After Claire died – and was presumably autopsied – it was discovered there was an image of the cross formed upon her heart. I have not seen a picture, so I cannot verify this. Also, vials of her collected blood are said to liquefy each year on her feast day, which is today. I cannot verify this either, but I cannot deny that I would like – just once – to see one of these miracles of liquefied blood.

Today is also the feast of St Hyacinth, a Polish Dominican monk who traveled a great deal; but otherwise nothing you hear about him is likely to be true, at least “of little historical value”.
Here he is getting the word from the BVM that he should carry away her statue, weighing several hundred pounds, to save it from the Vandals or Goths or perhaps the Mongols. And he did.



On the Home Front, the boiler exploded last night. There is about 3 inches of water in the boiler room. I am currently ignoring it. Later I thought I would stand in the puddle and dry my hair.

Then the oven started leaking this dark sticky stuff; I think it is tomato slime since I had about 300 grape tomatoes drying in there all night long. It is amazing how tomatoes shrink overnight.

We are trying to figure out if chickens like peaches. Our peach tree has dropped a bunch of bruised peaches and I thought I would give them to the chickens; I knew they would like the bugs inside even if they scorned the fruit. But they seem to be enjoying the fruit as well.

Tuesday, August 16, 2011

Babyitting notes

It is 90˚ at 8 pm in August and I am reading How the Grinch Stole Christmas to Leda in bed. Even though it is 90˚ in August she is wearing her new lavender flannel pajamas. We both love Cindy Lou Who.
In another room, CSB is watching the HoH Zoning Board meeting on the local cable access TV channel with Ignacio resting upon his chest. They are both perilously close to sleep, which is a better response to the smug speechifying (think CSPAN coverage of the Senate confirmation hearings for Supreme Court Justices) of the zoning board than would be my response, which tends toward mouth frothing.(Lest you think I do not hold grudges, think again: in the matter of the barn-that-is-not, I most certainly do.) Hence CSB's delight to have someone – a 4 month old infant – willing to watching WHOH with him, because I am not.

Friday, August 12, 2011


CSB is generally considered a good-natured and equable soul, with one exception: all equanimity flees when he finds himself a passenger in a car stopped at a red light that one might have driven through, had one sped up in proper time.
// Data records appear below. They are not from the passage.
PR #6887, opened 2024-02-14
Add grammar support for new directives: rendermode, preservewhitespace and typeparam

jordi1215:
This pull request fixes dotnet/razor#9882 in the razor repository. It updates the TextMate grammar to include code coloring for three new Razor directives: rendermode, preservewhitespace, and typeparam. You can find more information about these directives in the [razor documentation](https://learn.microsoft.com/en-us/aspnet/core/mvc/views/razor?view=aspnetcore-8.0#preservewhitespace).

### tmLanguage.yml

This file defines the TextMate grammar. I added support for the three new Razor directives, following the same format as the existing directives.

 ### tmLanguage.json

This file is automatically generated to reflect the changes in tmLanguage.yml. You can update it by running the razorTests or the `npm run compile:razorTextMate` command.

### razorTests

I added three new entries in grammarTests.test.ts and created three new test files for the new directives. These tests follow the same format as the existing tests for other Razor directives. 

### Before
before_vs_code

### After
after_vs_code_2

### DIFF
--- a/src/razor/syntaxes/aspnetcorerazor.tmLanguage.yml
+++ b/src/razor/syntaxes/aspnetcorerazor.tmLanguage.yml
@@ -441,7 +441,7 @@ repository:
     captures:
       1: { patterns: [ include: '#transition' ] }
       2: { name: 'keyword.control.razor.directive.preservewhitespace'}
-      3: { patterns: [ include: 'source.cs#type' ] }
+      3: { patterns: [ include: 'source.cs#boolean-literal' ] }
 
   #>>>>> @typeparam <<<<<
 
--- a/src/razor/syntaxes/aspnetcorerazor.tmLanguage.yml
+++ b/src/razor/syntaxes/aspnetcorerazor.tmLanguage.yml
@@ -281,6 +281,9 @@ repository:
       - include: '#section-directive'
       - include: '#layout-directive'
       - include: '#using-directive'
+      - include: '#rendermode-directive'
+      - include: '#preservewhitespace-directive'
+      - include: '#typeparam-directive'
 
   #>>>>> @code and @functions <<<<<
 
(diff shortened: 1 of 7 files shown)


src/razor/syntaxes/aspnetcorerazor.tmLanguage.yml
```diff
@@ -420,6 +423,36 @@ repository:
...
+
+  #>>>>> @preservewhitespace <<<<<
+
+  preservewhitespace-directive:
+    name: 'meta.directive'
+    match: '(@)(preservewhitespace)\s+([^$]+)?'
+    captures:
+      1: { patterns: [ include: '#transition' ] }
+      2: { name: 'keyword.control.razor.directive.preservewhitespace'}
+      3: { patterns: [ include: 'source.cs#type' ] }
```
davidwengier, line 444: `preserveWhitespace` only allows `true` or `false` after it, not a C# type. I think the regex can probably just be updated to `(true|false)` instead of `([^$]+)`, but I don't know what classification name to give. Might need to look in the C# grammar and see what it uses

test/razorTests/Microsoft.AspNetCore.Razor.VSCode.Grammar.Test/tests/typeparamDirective.ts
```diff
@@ -0,0 +1,33 @@
...
+        it('No type', async () => {
+            await assertMatchesSnapshot('@typeparam');
+        });
+
+        it('No type spaced', async () => {
+            await assertMatchesSnapshot('@typeparam              ');
+        });
+
+        it('Incomplete type, generic', async () => {
+            await assertMatchesSnapshot('@typeparam SomeViewBase<string');
```
davidwengier, line 22: Great job, thinking to test generics with this! Maybe for completeness, a test that includes the closing `>` would be good?

davidwengier (commented):
> addresses an https://github.com/dotnet/razor/issues/9882 in the razor repository

GitHub Pro-tip, if you include the word "fixes" or "closes" immediately before an issue number, then GitHub will automatically close the issue when the PR merges.

src/razor/syntaxes/aspnetcorerazor.tmLanguage.yml
jordi1215: Updating the regex might not be what we want. since TextMate will color the whole line once a match is found. I kept the same regex so that the `@preserveWhitespace` can be colored as soon as the user type a space bar after the keyword, but I updated the last matching pattern for the line to be a `boolean-literal`, so it will change colors if it sees a `true` or a `false`. For visualization please see the updated picture in the PR description. Thanks!

davidwengier: Even better! Great work.

davidwengier (approved):

test/razorTests/Microsoft.AspNetCore.Razor.VSCode.Grammar.Test/tests/typeparamDirective.ts
jordi1215: Thanks for the tip! Although I can't take the credit for that since I merely modeled the test cases after the other test cases in the test suite.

Hence, when I am driving, his mantra at the approach of every light, regardless of its color, is “try to make that light.” Sometimes I do and sometimes I don’t. I cannot manage to get worked up about it.

So in the interest of family harmony and CSB’s blood pressure, when we go into NYC and especially if time is a factor, he drives. And I take Bonine. That way he goes as fast as he wants and if he misses a light I say nothing. I do however harp on one thing: 2 hands on the wheel. You might say that I feel as strongly about two-hands-on-the-wheel as he does about making-the-light. I am convinced that the car swerves less and therefore I get carsick less if CSB drives with 2 hands. I know this. It is a fact.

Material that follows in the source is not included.